Ich habe vor kurzem die Dainese Techno Lite im Sonderangebot abgestaubt. Die Passform ist super! Ausprobieren konnte ichs noch nicht, weil zu kalt 
Ansonsten mag ich Specialized sehr gerne. Allerdings die Herrenmodelle, weil die Damenhandschuhe von denen einfach zu schmal sind für meine Wurstfinger  
Für den Sommer hab ich eitle Kuh noch ein Paar von den Solar Halbfinger-Handschuhen von Roeckl (für nahtlose Bräune ). Die Passform ist toll, aber halten tun sie leider nicht sehr lange.


----------



## trek 6500 (29. Dezember 2009)

..hab sombrio und fox für´n sommer und den röckl windstopper für die kalte zeit . funzt gut !! greez , k.


----------



## Patrick_VF (30. Dezember 2009)

edit: falscher Thread


----------



## mtbbee (30. Dezember 2009)

trek 6500 schrieb:


> ..hab sombrio ...




 die habe ich auch - kann man empfehlen - "S" Herrengröße für meine Wurschtfinger das richtige


----------



## Bettina (30. Dezember 2009)

Eine wichtige Frage ist ob die Innenhand vor Gel strotzen soll (dann Röckl) oder direkter Griff auf den Lenker erwünscht ist.
Ich fahre am liebsten Scott Herrenhandschuh (Lange Finger, kein oder wenig Gel).
Gruß Bettina


----------



## Surfmoe (30. Dezember 2009)

Perfekte Tips, danke.. mag direkte Handschuhe lieber und werde mal Herren S ausprobieren und die ganzen Handschuhe hier mal anschaun


----------



## chayenne06 (26. Februar 2012)

so - um das mal aufzufrischen.

suche aktuell Handschuhe *ohne *Polster! für Frühjahr/Sommer/Herbst. Also keine Winterhandschuhe. 
was tragt ihr so?
danke


----------



## Veloce (26. Februar 2012)

Trail-Bremse schrieb:


> Ich fahre am liebsten die Röckl Handschuhe, Sommer wie Winter. Die Sorte Clarino-Grip sind super, gibts für Ladys und für Herren und in vielen Farben.
> Die Herrenhandschuhe passen uns Frauen auch. Einfach eine halbe Nummer kleiner wählen. Gibts bei Rose, Haibike etc.

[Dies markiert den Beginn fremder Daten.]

PR #2574, opened 2026-08-28
fix(global-cli): bound local vite-plus resolution to the workspace root

Akokk0:
A nested project can run an ancestor's `vite-plus` when its own installation is missing. `vp --version` can also display that unrelated installation.

Use `oxc_resolver` with `Restriction::Fn` in the shared `vp_local_cli` crate to enforce the package or workspace boundary. Workspace members can use the root installation. Excluded projects that declare `vite-plus` stop at their own package root. Undeclared projects retain ancestor lookup.

Command delegation, migration version checks, and both CLI version entrypoints use the shared resolver. The NAPI binding replaces the separate JavaScript lookup. Read versions from the manifest that Oxc has already parsed.

The restriction checks the lookup path before Oxc resolves symlinks, so local links to external package stores remain valid. Add unit tests and direct CLI output snapshots for boundaries, exports, malformed manifests, and symlinks.

Link the local CLI inside migration fixtures that need it. Use an existing shell in installer tests to avoid `ETXTBSY` on Linux and support BusyBox.

An existing limitation remains: malformed ancestor manifests can prevent resolution in a workspace without a root `package.json`.


Akokk0:
The red CI is a real regression from this PR. All 75 snapshot failures have the same cause: the snapshot harness links the only real `node_modules/vite-plus` at the run root, and each staged workspace (which carries its own `package.json`/`pnpm-workspace.yaml`) resolves it via Node's unbounded upward walk — noted in `cli_snapshots/main.rs` around L1571. The workspace boundary added here stops the walk at the stage, so the install two levels up is never found.

I'll push a narrower fix: the boundary only applies when the project itself declares a `vite-plus` dependency (the case where the existing `vp install` warning is the right answer). The fixtures don't declare it, so they keep the unbounded walk.

fengmk2:
@codex review

Akokk0:
The remaining red is this PR: the same 3 snapshot cases on every platform — `migration_eslint_svelte_runes`, `migration_pack_tsdown_023_build`, `migration_pack_tsdown_023_concise_methods` (the Linux shard 1 failure is `apt-get`, unrelated). Each differs by one line:

  +warn: No project-local vite-plus installation was found. Run vp install in <workspace> to install dependencies.

Cause: these fixtures declare `vite-plus` (pre-declared, or added by `vp migrate`) and then run `vp lint` / `vp pack` / `vp run build` without installing. The harness relies on the run-root `node_modules` being found by the upward walk, and this PR stops that walk at the workspace root for projects that declare `vite-plus`. My earlier "the fixtures don't declare it" was wrong for these three;

I don't know how to resolve this.

fengmk2:
@Akokk0 Let me take over.

PR #2592, opened 2026-09-01
docs: fix Zed Oxc configuration

joschuba:
Fix the Zed configuration example so source.fixAll.oxc is configured as a formatter code action instead of an invalid language-level setting. The Oxc Zed example configuration is doing it the same way: [oxc-project/oxc-zed example configuration](https://github.com/oxc-project/oxc-zed/blob/main/examples/both/.zed/settings.json?utm_source=chatgpt.com)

Eher eine Nummer kleiner .
Wobei Herren XS meistens   Frauen S entspricht .

Ich fahre  ein Paar Frauenhandschuhe von Sombrio  und eins von Specialized und sonst XS Unisex  von Roxal und Sixsixone .
Bis auf die Sixsixone und Specialized sind die restlichen ohne Innenhandpolster d.h. mit Clarino .


----------



## MTB-News.de




----------



## HiFi XS (26. Februar 2012)

meine liebling sommerhandschuhe sind die raji von 661. Die trage ich bis sie durch sind, dann kaufe ich ein neues paar. ich trage damengröße 7 und die männer xs passt sehr gut.

die bekommst du hier zum beispiel:  http://www.chainreactioncycles.com/Models.aspx?ModelID=57608

Die passen einfach wie angegossen.


----------